# TASK BRIEF:
Scan the material below for every line with the string "AllocationsContext", and copy those lines.

↓↓↓

PR #4509, opened 2025-02-12
refactor(core): store bool flag instead of full init allocations

### LINKED ISSUE #4497: refactor(core): remove `init_allocations` from `AllocationsContext`
### File Location(s)

core/src/memory.rs

### Proposal

Storing init allocations is almost useless now and uses only to identify whether allocations was changed during execution or not. So, there can be two more effective solutions:
1) `init_allocations` ->  `allocations_changed: bool` which is set by default to false. if `alloc` or `free` or `free_range` appears during execution the set it to true.
2) `init_allocations` -> `new_allocations: IntervalsTree` which is updated by `alloc` and `free` and `free_range`. In the end of execution it can be used to indent whether allocations has been changed. This more precise solution, because it can detect cases where for example one pages has been allocated and then freed in the same execution.

ecol-master:
Resolves #4497 

- store `allocations_changed` in `AllocationsContext` instead of `init_allocations`

@grishasobol


core/src/memory.rs
```diff
@@ -478,6 +480,7 @@ impl AllocationsContext {
         if let Some(heap) = self.heap {
             if interval.start() >= heap.start() && interval.end() <= heap.end() {
                 self.allocations.remove(interval);
```
breathx, line 482: off top, but: why do we ignore result of removal here, but sensitive to this in common free? cc @grishasobol

breathx (approved):

core/src/memory.rs
ecol-master: yep, u are absolutely right, I missed that line

breathx: It seems that it was the same before your changes

ecol-master: yes, it was added in previous pr (https://github.com/gear-tech/gear/commit/f860337d6e7852512fd2e38f605dee346f8e2d5e)

core-processor/src/ext.rs
```diff
@@ -617,7 +617,7 @@ impl<LP: LazyPagesInterface> ProcessorExternalities for Ext<LP> {
             gas_amount: gas_counter.to_amount(),
             gas_reserver,
             system_reservation_context,
-            allocations: (allocations != initial_allocations).then_some(allocations),
+            allocations: allocations_changed.then_some(allocations),
```
grishasobol, line 620: Please append a comment here that allocations_changed can be some times true event if final state of allocations is the same as before execution. `allocations_changed` allocations has been changed at least once per execution.

grishasobol (approved):

core/src/memory.rs
breathx: If allocations wasn't modified (depending on returning result) than what's the point to set changed = true?

breathx (changes requested):

breathx (approved):

PR #4512, opened 2025-02-14
feat(ethexe): observer on-chain data sync 

grishasobol:
Now:
- fully download the state from the ethereum via the observer.
- added a new BlockSynced  observer event, which signals that all data for the block has been loaded and the block is ready for further processing.
- Compute service now do not looks on commitments and process uncomputed blocks only.
- Validator is engaged in the aggregation of block commitments for publication.


ethexe/observer/src/lib.rs
```diff
@@ -196,88 +261,495 @@ impl ObserverService {
...
+    ) -> Result<Vec<BlockData>> {
+        log::trace!("Querying blocks from {from_block} to {to_block}");
+
+        let mut batch = BatchRequest::new(provider.client());
+
+        let headers_request: FuturesUnordered<_> = (from_block..=to_block)
+            .map(|bn| {
+                batch
+                    .add_call::<_, Option<<Ethereum as Network>::BlockResponse>>(
+                        "eth_getBlockByNumber",
```
StackOverflowExcept1on, line 456: https://docs.rs/alloy-provider/0.11.1/src/alloy_provider/provider/trait.rs.html#392

ethexe/observer/src/lib.rs
```diff
@@ -75,20 +74,28 @@ pub enum ObserverEvent {
...
 pub struct ObserverService {
-    blobs: Arc<dyn BlobReader>,
     provider: Provider,
+    database: Box<dyn OnChainStorage>,
+    // TODO (gsobol): consider to make clone boxed for BlobRead, in order to avoid Arc usage.
+    blobs_reader: Arc<dyn BlobReader>,
     subscription: Subscription<Header>,
 
-    router: Address,
+    router_address: Address,
```
breathx, line 89: mb flatten them into some RuntimeConfig?

ethexe/observer/src/lib.rs
```diff
@@ -97,32 +104,59 @@ impl Stream for ObserverService {
...
+            };
+
+            log::trace!("Received a new block: {data:?}");
+
+            self.block_sync_queue.push_back(header);
+
+            return Poll::Ready(Some(Ok(ObserverEvent::Block(data))));
+        }
+
+        if self.sync_future.is_none() {
```
breathx, line 132: shouldn't sync be prioritized?

ethexe/observer/src/lib.rs
```diff
@@ -147,22 +181,37 @@ impl FusedStream for ObserverService {
...
-                .context("failed to create blob reader")?,
-        );
-
-        Self::new_with_blobs(config, blobs).await
-    }
+    pub async fn new<DB>(
+        eth_cfg: &EthereumConfig,
+        max_sync_depth: u32,
+        db: &DB,
+        blobs_reader: Option<Arc<dyn BlobReader>>,
```
breathx, line 188: such options always look strange, especially if in most of places we use Some. I'd keep it splitted into two fns

ethexe/cli/src/params/node.rs
```diff
@@ -98,7 +98,7 @@ impl NodeParams {
                 .with_context(|| "invalid `validator` key")?,
             validator_session: ConfigPublicKey::new(&self.validator_session)
                 .with_context(|| "invalid `validator-session` key")?,
-            max_commitment_depth: self.max_depth.unwrap_or(Self::DEFAULT_MAX_DEPTH).get(),
+            max_eth_sync_depth: self.max_depth.unwrap_or(Self::DEFAULT_MAX_DEPTH).get(),
```
breathx, line 101: I'd rename cli param for parsing to also match the naming: so it will be max_sync_depth or --eth-max-sync-depth

ethexe/service/src/lib.rs
```diff
@@ -392,22 +375,44 @@ impl Service {
 
             match event {
                 Event::ServiceStarted => unreachable!("never handled here"),
+                Event::Observer(event) => match event {
```
breathx, line 378: wdyt about writing guarantees comments here: e.g. before calling `compute.receive_synced_head` will be `// Observer service already wrote block data and events in storage` like highlighting invariants while developing. Some of this codes new parts unlikely will be changed soon

ethexe/service/src/tests.rs
```diff
@@ -72,7 +72,7 @@ async fn basics() {
         sequencer: Default::default(),
         validator: Default::default(),
         validator_session: Default::default(),
-        max_commitment_depth: 1_000,
+        max_eth_sync_depth: 1_000,
```
breathx, line 75: not in this place, but tbh for prod I'd put much bigger amount. something like 10k blocks from eth

breathx: or even maybe 50k

ethexe/service/src/tests.rs
```diff
@@ -1589,20 +1584,29 @@ mod utils {
             self.apply_until_block_event_with_header(|e, _h| f(e)).await
         }
 
+        // TODO: consider to iterates also thru skipped blocks
```
breathx, line 1587: whats skipped blocks in this context? you mean for blocks that alloy didn't share headers of due to brut force bump of bn?

ethexe/db/src/database.rs
```diff
@@ -467,7 +461,8 @@ impl Database {
         else {
             bail!("No latest valid block found");
         };
-        let Some(reference_block_header) = self.block_header(reference_block_hash) else {
+        let Some(reference_block_header) = OnChainStorage::block_header(self, reference_block_hash)
```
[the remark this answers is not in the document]
grishasobol: It cannot called by self. because we have two traits definitions for block_header() in OnChainStorage and BlocksMetaStorage

ethexe/db/src/database.rs
```diff
@@ -325,21 +311,23 @@ impl CodesStorage for Database {
...
     fn set_program_code_id(&self, program_id: ProgramId, code_id: CodeId) {
         self.kv.put(
-            &KeyPrefix::ProgramToCodeId.one(program_id),
+            &KeyPrefix::ProgramToCodeId.two(self.router_address, program_id),
             code_id.into_bytes().to_vec(),
         );
     }
 
+    // TODO (gsobol): consider to move to another place
+    // TODO (gsobol): test this method
```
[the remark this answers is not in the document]
grishasobol: Cannot find them

ethexe/observer/src/lib.rs
```diff
@@ -75,20 +74,28 @@ pub enum ObserverEvent {
...
+    Block(SimpleBlockData),
+    BlockSynced(H256),
 }
 
+// TODO (gsobol): make tests for observer service
 pub struct ObserverService {
-    blobs: Arc<dyn BlobReader>,
     provider: Provider,
+    database: Box<dyn OnChainStorage>,
+    // TODO (gsobol): consider to make clone boxed for BlobRead, in order to avoid Arc usage.
```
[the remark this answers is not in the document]
grishasobol: Because we already use arc inside blob reader and it's useless . 
inside Provider - Arc
inside http_client - Arc
insider MockBlobReader - Arc as well

ethexe/observer/src/lib.rs
grishasobol: You mean this two addresses only?

ethexe/observer/src/lib.rs
grishasobol: Yes, but I think we should create BlobReader outside always. And provide it to observer after.

ethexe/cli/src/params/node.rs
grishasobol: agree

ethexe/service/src/tests.rs
grishasobol: it's already 100k for production see DEFAULT_MAX_DEPTH , you set it))

ethexe/service/src/tests.rs
grishasobol: Yes, I mean blocks which observer skips because they were skipped by alloy herder stream. This is possible on reorgs for example. Currently it's useless for us to look on these blocks, but maybe in future we would have a test where skipped blocks contains sensetive for test events.

ethexe/db/src/database.rs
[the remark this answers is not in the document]
grishasobol: This is fixed in next PR https://github.com/gear-tech/gear/pull/4521

ethexe/observer/src/lib.rs
```diff
@@ -38,27 +36,28 @@ use futures::{
...
 #[cfg(test)]
 mod tests;
 
 pub use blobs::*;
-pub use observer::*;
-pub use query::*;
 
 type BlobDownloadFuture = BoxFuture<'static, Result<(CodeId, u64, Vec<u8>)>>;
-type BlockFuture = BoxFuture<'static, Result<(H256, BlockHeader, Vec<BlockEvent>)>>;
+type BlockFuture = BoxFuture<'static, Result<(H256, Vec<(CodeId, CodeInfo)>)>>;
```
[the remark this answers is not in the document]
grishasobol: Agree, changed

ethexe/service/src/lib.rs
grishasobol: Agree, append

ethexe/db/src/database.rs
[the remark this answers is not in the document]
breathx: I meant this https://github.com/gear-tech/gear/blob/7935c43dee8a9951518d6b126e1128b0403dbd45/ethexe/db/src/lib.rs#L111
that transitively tests this

ethexe/observer/src/lib.rs
breathx: addresses + depth params

ethexe/observer/src/lib.rs
breathx: even if we don't send it to network? if we're unsynced we can't do anything anyway, but actually for most of cases it doesn't matter

ethexe/observer/src/lib.rs
breathx: Why? There're some default configurations we support (as ConsensusBlobReader)

ethexe/service/src/tests.rs
breathx: )))

breathx (approved):
Good to go, merge as soon as you want

ethexe/db/src/database.rs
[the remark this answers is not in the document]
grishasobol: This is good test, but better to have direct testing also

ethexe/observer/src/lib.rs
grishasobol: > if we're unsynced we can't do anything anyway

For example we can start to process off-chain transactions. Also BP could identify itself and starting to prepare for signature generation.

ethexe/observer/src/lib.rs
grishasobol: 1) You can see in the code - each time we creates observer we provides blob reader argument 
2) Maybe in future blob reader can support not only receive blobs using RPC requests, but also request blobs from vara or from p2p.

ethexe/observer/src/lib.rs
breathx: we cannot start it if we're unsynced since we have another states rather than most of validators (if changed, but anyway)

ethexe/observer/src/lib.rs
breathx: ok, lets always pass it

ethexe/observer/src/lib.rs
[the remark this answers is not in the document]
breathx: whats the difference? why clone boxed is better than arc?

ethexe/observer/src/lib.rs
grishasobol: Done

ethexe/observer/src/lib.rs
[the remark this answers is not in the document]
grishasobol: It's not better, but because of internal implementations we use here: Arc<Arc<>>. This is redundant. Actually I think better to use generic T: Clone, but because currently we prefer dyn, then clone_boxed is needed.

ethexe/observer/src/lib.rs
grishasobol: We can start in future when there will be some kind of off-chain consensus between validators. We must to do it in order to provide off-chain tx guaranties.

ethexe/observer/src/lib.rs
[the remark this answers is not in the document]
grishasobol: Anyway in comment we have: `consider to do`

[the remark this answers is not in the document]
grishasobol: let's discuss this with @ark0f

ethexe/observer/src/lib.rs
grishasobol: Ok, todo is added and hope @ecol-master will do it

PR #4515, opened 2025-02-17
feat(ethexe): add support for FROST signatures to sequencer & validator

StackOverflowExcept1on:
This PR adds support for FROST threshold signatures, which require only $\approx 10500$ gas to validate on Ethereum, allowing us to spend 30-40x less gas on large validator set.


ethexe/contracts/src/Router.sol
```diff
@@ -272,8 +272,9 @@ contract Router is IRouter, OwnableUpgradeable, ReentrancyGuardTransient {
 
     function commitBatch(
         Gear.BatchCommitment calldata _batchCommitment,
-        Gear.SignatureType _signatureType,
-        bytes[] calldata _signatures
+        uint256 _signatureRX,
+        uint256 _signatureRY,
+        uint256 _signatureZ
```
grishasobol, line 277: Could we concat this in one structure?

grishasobol (commented):
do we have test which tests this for incorrect validators?

ethexe/contracts/src/Router.sol
StackOverflowExcept1on: make sense

StackOverflowExcept1on: wdym but incorrect validatos? you mean malicious validators?

StackOverflowExcept1on: https://github.com/gear-tech/gear/blob/80e008b2d0240a5eda0e440305672bc15ca7b373/ethexe/sequencer/src/lib.rs#L280-L295

StackOverflowExcept1on: We don't listen to unauthenticated messages

ethexe/service/src/lib.rs
```diff
@@ -154,12 +169,36 @@ impl Service {
...
+            .validators_verifiable_secret_sharing_commitment()
+            .await
+            .with_context(|| "failed to query validators verifiable secret sharing commitment")?;
+        let verifiable_secret_sharing_commitment =
+            VerifiableSecretSharingCommitment::deserialize_whole(
+                &validators_verifiable_secret_sharing_commitment,
+            )
+            .with_context(|| "failed to decode VerifiableSecretSharingCommitment")?;
+
+        let public_key_package =
```
StackOverflowExcept1on, line 189: also makes sense to check that `public_key_package.verifying_key() == Router.validatorsAggregatedPublicKey()`. if condition is not met, then we don't even run the sequencer/validator and consider that whole network has been compromised

breathx:
Closing to clean up — will be reimplemented once the approach is finalized.

PR #4521, opened 2025-02-23
ethexe(refactor): db refactoring

grishasobol:


ethexe/common/src/db.rs
```diff
@@ -75,46 +74,32 @@ pub struct CodeInfo {
...
-    fn set_block_start_program_states(&self, block_hash: H256, map: BTreeMap<ActorId, H256>);
+    fn previous_not_empty_block(&self, block_hash: H256) -> Option<H256>;
+    fn set_previous_not_empty_block(&self, block_hash: H256, prev_commitment: H256);
 
-    fn block_end_program_states(&self, block_hash: H256) -> Option<BTreeMap<ActorId, H256>>;
-    fn set_block_end_program_states(&self, block_hash: H256, map: BTreeMap<ActorId, H256>);
+    fn block_program_states(&self, block_hash: H256) -> Option<BTreeMap<ActorId, H256>>;
+    fn set_block_program_states(&self, block_hash: H256, map: BTreeMap<ActorId, H256>);
 
+    fn block_outcome_is_empty(&self, block_hash: H256) -> Option<bool>;
```
breathx, line 89: could have default impl?

ethexe/db/src/database.rs
```diff
@@ -106,132 +104,195 @@ impl Clone for Database {
...
     }
+}
 
-    fn block_commitment_queue(&self, block_hash: H256) -> Option<VecDeque<H256>> {
-        self.block_small_meta(block_hash)
-            .and_then(|meta| meta.commitment_queue)
+#[cfg_attr(test, derive(serde::Serialize))]
+#[derive(Debug, Clone, Default, Encode, Decode, PartialEq, Eq)]
+struct BlockSmallData {
+    block_header: Option<BlockHeader>,
```
breathx, line 237: why is it optional?

breathx: if we have some hash that we must have header; event in sync process first of all we download all headers

ethexe/db/src/database.rs
```diff
@@ -43,26 +43,24 @@ use gprimitives::H256;
 use parity_scale_codec::{Decode, Encode};
 use std::collections::{BTreeMap, BTreeSet, VecDeque};
 
-const LOG_TARGET: &str = "ethexe-db";
-
 #[repr(u64)]
 enum KeyPrefix {
```
breathx, line 47: what if we somehow highlight usage of these prefixes: on types (preferrable) or at least with comments which keys must be used with/without router address and some additional keys ?

ethexe/db/src/mem.rs
```diff
@@ -32,13 +32,13 @@ impl CASDatabase for MemDb {
...
-    fn read(&self, hash: &H256) -> Option<Vec<u8>> {
+    fn read(&self, hash: H256) -> Option<Vec<u8>> {
         let key = hash.as_bytes().to_vec();
         self.inner.get(&key).map(|v| v.value().clone())
     }
 
-    fn write_by_hash(&self, hash: &H256, data: &[u8]) {
-        debug_assert_eq!(*hash, crate::hash(data));
+    fn write_by_hash(&self, hash: H256, data: &[u8]) {
+        debug_assert_eq!(hash, crate::hash(data));
```
breathx, line 41: btw I'd keep this assertion even in prod. it's critical for security to maintain db hashes invariants

ethexe/observer/src/lib.rs
```diff
@@ -133,7 +133,7 @@ impl Stream for ObserverService {
             if let Some(header) = self.block_sync_queue.pop_front() {
                 let sync = ChainSync {
                     provider: self.provider.clone(),
-                    database: self.database.clone_boxed(),
+                    database: self.database.clone(),
```
breathx, line 136: is clone_boxed about to be deprecated soon?

ethexe/observer/src/lib.rs
```diff
@@ -81,7 +81,7 @@ pub enum ObserverEvent {
 // TODO (gsobol): make tests for observer service
 pub struct ObserverService {
     provider: Provider,
-    database: Box<dyn OnChainStorage>,
+    database: Database,
```
breathx, line 84: mb just db: Database for code consistency

ethexe/observer/src/sync.rs
```diff
@@ -40,17 +40,17 @@ use std::{
 };
 
 // TODO (gsobol): make tests for ChainSync
-pub(crate) struct ChainSync {
+pub(crate) struct ChainSync<DB: OnChainStorage + CodesStorage> {
```
breathx, line 43: if im not mistaken we were discussion about this, what dont we just put Database itself?

breathx (approved):

ethexe/db/src/database.rs
grishasobol: BlockSmallData is an internal structure which is just to optimise database implementation. For database BlockSmallData contains several in-depended fields each one can be set or not, so each field is Option, except bools which can be set by default.

ethexe/db/src/mem.rs
grishasobol: Keeping this in produciton would make this method useless. Because the only one difference it can provide for us is: whether we need to calculate hash or not. Actually we do not uses it anyway))

ethexe/observer/src/lib.rs
grishasobol: If we would decide to do this) actually we use it inside db:
```
    pub fn from_one<DB: CASDatabase + KVDatabase>(db: &DB, router_address: [u8; 20]) -> Self {
        Self {
            cas: CASDatabase::clone_boxed(db),
            kv: KVDatabase::clone_boxed_kv(db),
            router_address,
        }
    }
```

ethexe/observer/src/sync.rs
grishasobol: Here we have no problems to define as generic because:
1) it's not public
2) here we specify what chain sync could do : just fill codes and on-chain storages

ethexe/common/src/db.rs
grishasobol: donw

ethexe/db/src/database.rs
grishasobol: Sorry, but I cannot understand what do you mean here

ethexe/observer/src/lib.rs
grishasobol: done

ethexe/observer/src/lib.rs
grishasobol: Renamed clone_boxed_kv -> clone_boxed

ethexe/db/src/database.rs
grishasobol: Discussed

ethexe/db/src/database.rs
grishasobol: Waiting

ethexe/observer/src/lib.rs
grishasobol: Clone_boxed currently cannot be removed so leave it as is

ethexe/observer/src/sync.rs
grishasobol: Discussed - ok

ethexe/db/src/database.rs
grishasobol: Discussed

PR #4524, opened 2025-03-06
feat(pallet-gear-eth-bridge): Add message fee

ByteNacked:
Resolves # .

Adds a fee for messages when the queue fee threshold is exceeded.

If the number of messages in the queue exceeds a certain set threshold, a predefined fee is charged for message inclusion in queue.

@reviewer-or-team


pallets/gear-eth-bridge/src/lib.rs
```diff
@@ -295,16 +341,113 @@ pub mod pallet {
...
+                // Return error if fee is greater than value
+                let refund = value.checked_sub(&fee).ok_or(Error::<T>::InsufficientFee)?;
+
+                AccountsFee::<T>::mutate(account_id.clone(), |details| {
+                    let details = details.get_or_insert_with(Default::default);
+                    details.fee = details.fee.saturating_add(fee);
+                    details.refund = details.refund.saturating_add(refund);
+                });
+            }
+            // Queue threshold not exceeded, no fee charged, we should make full value refund
```
gshep, line 378: Sorry for this insufficient remark. However I left another one so should be ok ).

I would place that comment and the previous one within the corresponding block.

pallets/gear-eth-bridge/src/lib.rs
```diff
@@ -405,6 +551,9 @@ pub mod pallet {
                     // Setting zero queue root, keeping invariant of this key existence.
                     QueueMerkleRoot::<T>::put(H256::zero());
 
+                    // Transfer fees to treasury and refund to users.
+                    Self::transfer_fees();
```
gshep, line 555: It may be too time consuming so I suggest to benchmark it and take the weight into consideration

gshep (approved):
Looks good! :1st_place_medal: 

Nevertheless please take into account the remark about weight.

breathx (changes requested):
don't merge pls, will submit review soon

pallets/gear-eth-bridge/src/lib.rs
ByteNacked: These comments describe what happens inside the corresponding block. In this case, I prefer to place them just before the block rather than inside it.

pallets/gear-eth-bridge/src/lib.rs
ByteNacked: Added benchmark

ekovalev:
Is there a reference to some issue or task? I'm having a bit of a hard time understanding what it is all about and how does this fit into the bridging flow.
A short description in the PR itself would also help )

ByteNacked:
> Is there a reference to some issue or task? I'm having a bit of a hard time understanding what it is all about and how does this fit into the bridging flow. A short description in the PR itself would also help )

Updated PR description

breathx (changes requested):
reconsidering fee extraction approach

ekovalev:
My take: from implementation standpoint not many questions - everything looks fine.
From conceptual point of view I think making fees payable as value (that is, in native tokens) might be a bit compelling: it is possible that the user sending a bridging request doesn't have Vara tokens (let's say, he wants to completely unwrap some external assets previously wrapped). Also, unlike gas, value is not propagated across messages tree (if the original sender is not the one submitting bridging request). Is there a way to charge extra fees via gas somehow?

ByteNacked:
PR superseded by #4590.

PR #4535, opened 2025-03-13
fix(ethexe): Receiver can miss events in tests

ark0f:


breathx (approved):

breathx:
receiver still may remain clonable?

↑↑↑

# THE COMPLETED TASK:
### LINKED ISSUE #4497: refactor(core): remove `init_allocations` from `AllocationsContext`
- store `allocations_changed` in `AllocationsContext` instead of `init_allocations`
@@ -478,6 +480,7 @@ impl AllocationsContext {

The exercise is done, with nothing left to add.